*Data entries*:
◇ ◇ ◇

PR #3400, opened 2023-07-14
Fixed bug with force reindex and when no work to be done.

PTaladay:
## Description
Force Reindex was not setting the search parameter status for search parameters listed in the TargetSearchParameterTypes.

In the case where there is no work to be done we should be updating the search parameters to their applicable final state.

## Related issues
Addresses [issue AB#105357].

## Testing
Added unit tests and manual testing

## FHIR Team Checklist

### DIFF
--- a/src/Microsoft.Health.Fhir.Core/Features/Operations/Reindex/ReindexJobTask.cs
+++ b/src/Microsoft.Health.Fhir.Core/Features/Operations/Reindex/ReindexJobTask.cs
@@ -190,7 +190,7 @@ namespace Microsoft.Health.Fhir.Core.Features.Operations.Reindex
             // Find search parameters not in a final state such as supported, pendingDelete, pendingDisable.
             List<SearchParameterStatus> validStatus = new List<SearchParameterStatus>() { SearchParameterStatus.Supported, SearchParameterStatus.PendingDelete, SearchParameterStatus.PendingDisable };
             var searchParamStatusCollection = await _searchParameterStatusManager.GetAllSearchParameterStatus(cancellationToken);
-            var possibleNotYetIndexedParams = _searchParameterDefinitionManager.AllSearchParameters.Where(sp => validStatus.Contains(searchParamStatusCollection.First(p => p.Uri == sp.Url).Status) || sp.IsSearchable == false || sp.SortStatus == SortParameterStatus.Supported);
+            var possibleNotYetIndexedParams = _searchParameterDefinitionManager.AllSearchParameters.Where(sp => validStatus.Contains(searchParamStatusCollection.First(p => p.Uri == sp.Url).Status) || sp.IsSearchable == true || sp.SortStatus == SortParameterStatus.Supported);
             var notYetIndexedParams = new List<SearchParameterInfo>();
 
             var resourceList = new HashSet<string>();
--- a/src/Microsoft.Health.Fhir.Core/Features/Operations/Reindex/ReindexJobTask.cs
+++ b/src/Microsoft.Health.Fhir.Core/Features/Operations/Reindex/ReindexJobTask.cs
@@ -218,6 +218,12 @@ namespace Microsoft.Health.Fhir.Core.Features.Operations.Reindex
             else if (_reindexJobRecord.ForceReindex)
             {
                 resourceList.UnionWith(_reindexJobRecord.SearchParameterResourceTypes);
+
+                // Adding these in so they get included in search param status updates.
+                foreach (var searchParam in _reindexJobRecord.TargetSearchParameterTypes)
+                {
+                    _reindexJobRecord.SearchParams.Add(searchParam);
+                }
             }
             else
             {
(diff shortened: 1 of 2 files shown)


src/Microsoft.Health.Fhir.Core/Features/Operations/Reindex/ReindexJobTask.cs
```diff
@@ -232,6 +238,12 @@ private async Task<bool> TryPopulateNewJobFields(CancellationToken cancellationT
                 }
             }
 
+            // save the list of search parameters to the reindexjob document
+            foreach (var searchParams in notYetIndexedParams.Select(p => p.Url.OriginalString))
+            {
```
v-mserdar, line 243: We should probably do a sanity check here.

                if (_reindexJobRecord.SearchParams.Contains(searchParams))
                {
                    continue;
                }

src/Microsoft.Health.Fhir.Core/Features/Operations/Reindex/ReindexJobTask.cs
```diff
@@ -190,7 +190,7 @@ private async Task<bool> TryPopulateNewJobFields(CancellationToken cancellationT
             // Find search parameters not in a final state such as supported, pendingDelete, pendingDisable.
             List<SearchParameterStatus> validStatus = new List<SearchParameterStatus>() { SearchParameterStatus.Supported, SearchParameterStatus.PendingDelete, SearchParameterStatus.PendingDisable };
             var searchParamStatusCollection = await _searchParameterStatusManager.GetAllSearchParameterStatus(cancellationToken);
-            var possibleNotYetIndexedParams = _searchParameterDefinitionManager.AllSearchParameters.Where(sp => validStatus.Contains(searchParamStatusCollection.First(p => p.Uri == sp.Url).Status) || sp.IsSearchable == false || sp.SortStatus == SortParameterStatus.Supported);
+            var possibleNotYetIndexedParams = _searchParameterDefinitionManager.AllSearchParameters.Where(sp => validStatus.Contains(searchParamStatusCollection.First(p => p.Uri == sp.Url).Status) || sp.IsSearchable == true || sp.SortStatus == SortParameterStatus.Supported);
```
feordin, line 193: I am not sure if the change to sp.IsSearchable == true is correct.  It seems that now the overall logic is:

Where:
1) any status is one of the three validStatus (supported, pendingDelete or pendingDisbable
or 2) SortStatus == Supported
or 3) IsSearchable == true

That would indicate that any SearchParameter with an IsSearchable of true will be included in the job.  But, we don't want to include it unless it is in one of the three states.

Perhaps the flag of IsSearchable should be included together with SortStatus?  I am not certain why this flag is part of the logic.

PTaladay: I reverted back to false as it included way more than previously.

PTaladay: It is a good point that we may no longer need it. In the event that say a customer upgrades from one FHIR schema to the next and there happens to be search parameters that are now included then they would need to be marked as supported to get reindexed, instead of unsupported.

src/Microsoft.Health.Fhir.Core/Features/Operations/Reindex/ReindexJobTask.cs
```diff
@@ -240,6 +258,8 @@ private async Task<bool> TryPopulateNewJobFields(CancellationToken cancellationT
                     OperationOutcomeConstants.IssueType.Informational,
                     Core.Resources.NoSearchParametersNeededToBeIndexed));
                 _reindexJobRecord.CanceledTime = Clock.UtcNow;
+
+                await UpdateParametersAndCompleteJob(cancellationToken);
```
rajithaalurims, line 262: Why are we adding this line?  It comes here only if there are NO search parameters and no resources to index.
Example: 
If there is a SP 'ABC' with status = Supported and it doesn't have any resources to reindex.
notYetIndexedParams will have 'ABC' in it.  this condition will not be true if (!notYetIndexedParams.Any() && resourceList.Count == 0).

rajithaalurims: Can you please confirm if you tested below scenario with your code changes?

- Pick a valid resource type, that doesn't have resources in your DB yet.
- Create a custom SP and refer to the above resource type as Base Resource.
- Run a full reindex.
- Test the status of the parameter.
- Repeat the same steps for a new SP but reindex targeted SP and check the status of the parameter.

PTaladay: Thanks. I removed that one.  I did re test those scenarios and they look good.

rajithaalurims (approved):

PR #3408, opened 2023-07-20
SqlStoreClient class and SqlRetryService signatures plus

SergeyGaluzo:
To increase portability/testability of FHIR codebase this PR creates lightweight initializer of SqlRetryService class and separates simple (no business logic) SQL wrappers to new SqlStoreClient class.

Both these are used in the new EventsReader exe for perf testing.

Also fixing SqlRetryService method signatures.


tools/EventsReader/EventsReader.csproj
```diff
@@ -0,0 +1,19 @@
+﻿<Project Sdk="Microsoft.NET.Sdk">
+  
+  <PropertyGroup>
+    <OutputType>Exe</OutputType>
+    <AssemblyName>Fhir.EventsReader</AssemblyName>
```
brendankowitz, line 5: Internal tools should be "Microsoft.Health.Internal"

◇ ◇ ◇

Set down, exactly as they appear above, all lines from the one that has "That would indicate" down to the one that has "- Repeat the", including those two and no others.

*Output of the task*:
That would indicate that any SearchParameter with an IsSearchable of true will be included in the job.  But, we don't want to include it unless it is in one of the three states.

Perhaps the flag of IsSearchable should be included together with SortStatus?  I am not certain why this flag is part of the logic.

PTaladay: I reverted back to false as it included way more than previously.

PTaladay: It is a good point that we may no longer need it. In the event that say a customer upgrades from one FHIR schema to the next and there happens to be search parameters that are now included then they would need to be marked as supported to get reindexed, instead of unsupported.

src/Microsoft.Health.Fhir.Core/Features/Operations/Reindex/ReindexJobTask.cs
```diff
@@ -240,6 +258,8 @@ private async Task<bool> TryPopulateNewJobFields(CancellationToken cancellationT
                     OperationOutcomeConstants.IssueType.Informational,
                     Core.Resources.NoSearchParametersNeededToBeIndexed));
                 _reindexJobRecord.CanceledTime = Clock.UtcNow;
+
+                await UpdateParametersAndCompleteJob(cancellationToken);
```
rajithaalurims, line 262: Why are we adding this line?  It comes here only if there are NO search parameters and no resources to index.
Example: 
If there is a SP 'ABC' with status = Supported and it doesn't have any resources to reindex.
notYetIndexedParams will have 'ABC' in it.  this condition will not be true if (!notYetIndexedParams.Any() && resourceList.Count == 0).

rajithaalurims: Can you please confirm if you tested below scenario with your code changes?

- Pick a valid resource type, that doesn't have resources in your DB yet.
- Create a custom SP and refer to the above resource type as Base Resource.
- Run a full reindex.
- Test the status of the parameter.
- Repeat the same steps for a new SP but reindex targeted SP and check the status of the parameter.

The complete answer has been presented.